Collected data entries
PR #2581, opened 2026-08-07
test(int): assert the darwin x86_64 entry argument block on both load commands

### LINKED ISSUE #2576: runtime/int(darwin): x86_64 entry reads argc off the stack, but --pie emits an LC_MAIN image that passes it in registers
Blocks briar-systems/mach-std#415.

A `--pie` darwin-x86_64 executable is emitted as an MH_PIE / LC_MAIN image, but mach-std's
x86_64 darwin entrypoint still reads `argc`/`argv` off the stack using the LC_UNIXTHREAD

ACTION ITEM
Each entry must be reproduced exactly, with nothing added or dropped.

REPLY
PR #2581, opened 2026-08-07
test(int): assert the darwin x86_64 entry argument block on both load commands

### LINKED ISSUE #2576: runtime/int(darwin): x86_64 entry reads argc off the stack, but --pie emits an LC_MAIN image that passes it in registers
Blocks briar-systems/mach-std#415.

A `--pie` darwin-x86_64 executable is emitted as an MH_PIE / LC_MAIN image, but mach-std's
x86_64 darwin entrypoint still reads `argc`/`argv` off the stack using the LC_UNIXTHREAD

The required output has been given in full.